Beyond physiology, sophisticated and compassionate touch can restore connection. Patients recovering from surgery often describe feeling isolated or mechanized within hospital routines. The reintroduction of therapeutic contact during recovery reinforces a sense of agency and healing, thereby serving as a preventive measure against the emotional sequelae of illness. For osteopathic family physicians, integrating structural assessment into annual wellness visits or Medicare preventive exams may offer a practical pathway to implement these principles.

Recommendations

To strengthen osteopathic palpation's role in preventive medicine, three domains warrant attention:

  • Clinical Integration: Family physicians should document their palpatory findings in a structured manner, noting areas of persistent asymmetry, temperature change, or compliance loss. These observations can supplement conventional diagnostic reasoning and justify further testing when appropriate.
  • Education and Research: Osteopathic medical schools should emphasize palpation as both a sensory and an analytical discipline. Objective measures such as motion-tracking sensors or ultrasound correlates can enhance inter-examiner reliability and academic acceptance. Research exploring palpatory findings correlated with imaging outcomes could be utilized to help validate its preventive capacity.
  • Public Health Context: Osteopathic palpation and structural exams may serve as an early warning system, especially in communities with limited access to screening. By teaching tactile literacy to community clinicians, health systems can extend early detection capability without necessitating additional cost infrastructure.
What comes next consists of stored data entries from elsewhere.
PR #1086, opened 2018-04-11
enables copying of repository items [fixes SCI-2207]

ZmagoD:
https://biosistemika.atlassian.net/browse/SCI-2207

### DIFF
--- a/app/services/repository_actions/duplicate_cell.rb
+++ b/app/services/repository_actions/duplicate_cell.rb
@@ -1,7 +1,7 @@
 # frozen_string_literal: true
 
 module RepositoryActions
-  class RepositoryCellResolver
+  class DuplicateCell
     def initialize(cell, new_row, team)
       @cell    = cell
       @new_row = new_row
@@ -9,21 +9,12 @@ module RepositoryActions
     end
 
     def call
-      case @cell.value_type
-      when 'RepositoryListValue'
-        clone_repository_list_value
-      when 'RepositoryTextValue'
-        clone_repository_text_value
-      when 'RepositoryAssetValue'
-        clone_repository_asset_value
-      when 'RepositoryDateValue'
-        clone_repository_date_value
-      end
+      self.send("duplicate_#{@cell.value_type.underscore}")
     end
 
     private
 
-    def clone_repository_list_value
+    def duplicate_repository_list_value
       old_value = @cell.value
       RepositoryListValue.create(
         old_value.attributes.merge(id: nil,
@@ -34,7 +25,7 @@ module RepositoryActions
       )
     end
 
-    def clone_repository_text_value
+    def duplicate_repository_text_value
       old_value = @cell.value
       RepositoryTextValue.create(
         old_value.attributes.merge(id: nil,
@@ -45,7 +36,7 @@ module RepositoryActions
       )
     end
 
-    def clone_repository_asset_value
+    def duplicate_repository_asset_value
       old_value = @cell.value
       new_asset = create_new_asset(old_value.asset)
       RepositoryAssetValue.create(
@@ -60,7 +51,7 @@ module RepositoryActions
       )
     end
 
-    def clone_repository_date_value
+    def duplicate_repository_date_value
       old_value = @cell.value
       RepositoryDateValue.create(
         old_value.attributes.merge(id: nil,
--- a/app/services/repository_actions/duplicate_cell.rb
+++ b/app/services/repository_actions/duplicate_cell.rb
@@ -2,11 +2,11 @@
 
 module RepositoryActions
   class DuplicateCell
-    def initialize(cell, new_row, user)
+    def initialize(cell, new_row, user, team)
       @cell    = cell
       @new_row = new_row
       @user    = user
-      @team    = user.current_team
+      @team    = team
     end
 
     def call
--- a/app/services/repository_actions/duplicate_cell.rb
+++ b/app/services/repository_actions/duplicate_cell.rb
@@ -2,10 +2,11 @@
 
 module RepositoryActions
   class DuplicateCell
-    def initialize(cell, new_row, team)
+    def initialize(cell, new_row, user)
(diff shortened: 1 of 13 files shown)


app/services/repository_actions/repository_cell_resolver.rb
```diff
@@ -0,0 +1,113 @@
...
+module RepositoryActions
+  class RepositoryCellResolver
+    def initialize(cell, new_row, team)
+      @cell    = cell
+      @new_row = new_row
+      @team    = team
+    end
+
+    def call
+      case @cell.value_type
```
Ducz0r: You could probably omit this `case` statement with some ruby metaprogramming (generate String name of the function based on the `@cell.value_type`, and eval it). But I'm not sure if that is good or bad practice 😄.

app/services/repository_actions/repository_cell_resolver.rb
```diff
@@ -0,0 +1,113 @@
...
+      when 'RepositoryDateValue'
+        clone_repository_date_value
+      end
+    end
+
+    private
+
+    def clone_repository_list_value
+      old_value = @cell.value
+      RepositoryListValue.create(
```
Ducz0r: I think that `created_by` and `last_modified_by` should be set to the user who is performing the copying of the row. So maybe the whole `RepositoryCellResolver` needs additional parameter, `user`.

app/services/repository_actions/repository_cell_resolver.rb
```diff
@@ -0,0 +1,113 @@
...
+          repository_cell_attributes: {
+            repository_row: @new_row,
+            repository_column: @cell.repository_column
+          })
+      )
+    end
+
+    def clone_repository_text_value
+      old_value = @cell.value
+      RepositoryTextValue.create(
```
Ducz0r: I think that `created_by` and `last_modified_by` should be set to the user who is performing the copying of the row.

app/services/repository_actions/repository_cell_resolver.rb
```diff
@@ -0,0 +1,113 @@
...
+            repository_row: @new_row,
+            repository_column: @cell.repository_column
+          })
+      )
+    end
+
+    def clone_repository_asset_value
+      old_value = @cell.value
+      new_asset = create_new_asset(old_value.asset)
+      RepositoryAssetValue.create(
```
Ducz0r: I think that `created_by` and `last_modified_by` should be set to the user who is performing the copying of the row.

app/services/repository_actions/repository_cell_resolver.rb
```diff
@@ -0,0 +1,113 @@
...
+      )
+    end
+
+    # reuses the same code we have in copy protocols action
+    def create_new_asset(old_asset)
+      new_asset = Asset.new_empty(
+        old_asset.file_file_name,
+        old_asset.file_file_size
+      )
+      new_asset.created_by = old_asset.created_by
```
Ducz0r: I think that `created_by` and `last_modified_by` should be set to the user who is performing the copying of the row.

app/services/repository_actions/repository_cell_resolver.rb
```diff
@@ -0,0 +1,113 @@
...
+      new_asset.team = old_asset.team
```
Ducz0r: Also, team should probably set to `@team`? I mean it shouldn't matter, but maybe it's more safe this way.

app/services/repository_actions/repository_cell_resolver.rb
ZmagoD: The copied items have all columns (including hidden ones) copied from the original repository item. The only differences
are the following:
 Newly copied item is not assigned to any task, regardless of the original item’s task assignments.
 Newly copied item has a name “<original_item_name> (1)” – the (1) is appended to the end of the name.
 Newly copied item’s “added on” field is set onto the time the item has been copied.
 Newly copied item’s “added by” field is set to the user who performed the copying.
After copying is done, repository table is reloaded and a flash message appears, notifying the user that “<n> item(s)
successfully copied.” (see Figure 10: Copying repository items).

ZmagoD: :arrow_up: from specs

app/services/repository_actions/repository_cell_resolver.rb
ZmagoD: hmm I don't know you can copy only items in the same repository and that repository belongs to a team so it will be a bit odd that repository items will belong to other team

ZmagoD: but other way it should be OK one way or another

app/services/repository_actions/repository_cell_resolver.rb
Ducz0r: I know this is not specified concretely in the specifications, but don't you agree it should be same as the row's `created_by`?

To me, it doesn't make sense if row's `created_by` is one thing, and then its cells - which are totally dependant on this row for existence - don't have the same `created_by` attribute. 

So please fix this nonetheless.

app/services/repository_actions/duplicate_cell.rb
```diff
@@ -0,0 +1,110 @@
+# frozen_string_literal: true
+
+module RepositoryActions
+  class DuplicateCell
+    def initialize(cell, new_row, user)
+      @cell    = cell
+      @new_row = new_row
+      @user    = user
+      @team    = user.current_team
```
Ducz0r: @ZmagoD sorry for being pain in the neck. I still have one comment - I wouldn't count on `user.current_team` to be the correct team into which to clone the data. If we are certain that `@new_row` is already persisted, we should retrieve the `@team` from this new row (`@new_row.repository.team`), not from the user.

I know it might be more DB querying than checking the user's current team, but it is definitely more reusable if we will ever call this service from some other piece of code in the future (e.g. from the API, where user's current team might be anything).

Conclusion: Prevention as Presence

Preventive medicine is most effective when grounded in presence and attention. This case demonstrates that osteopathic palpation (when practiced with precision, patience, and curiosity) can reveal disease before it announces itself. The early recognition of an occult malignancy through tactile assessment reaffirmed the osteopathic principle that structure and function are inseparable, and that the body continually communicates its internal state to those trained to perceive it.

Incorporating palpation as a standard component of preventive visits could enhance early detection, reduce health care costs, and reaffirm the osteopathic commitment to treating the whole person. Touch is ancient, accessible, scientifically grounded, and remains one of medicine's most powerful diagnostic tools. As family physicians navigate an increasingly technological landscape, this case invites a return to the foundational skills that distinguish osteopathic medicine: the ability to listen, not only with the mind, but with the hands.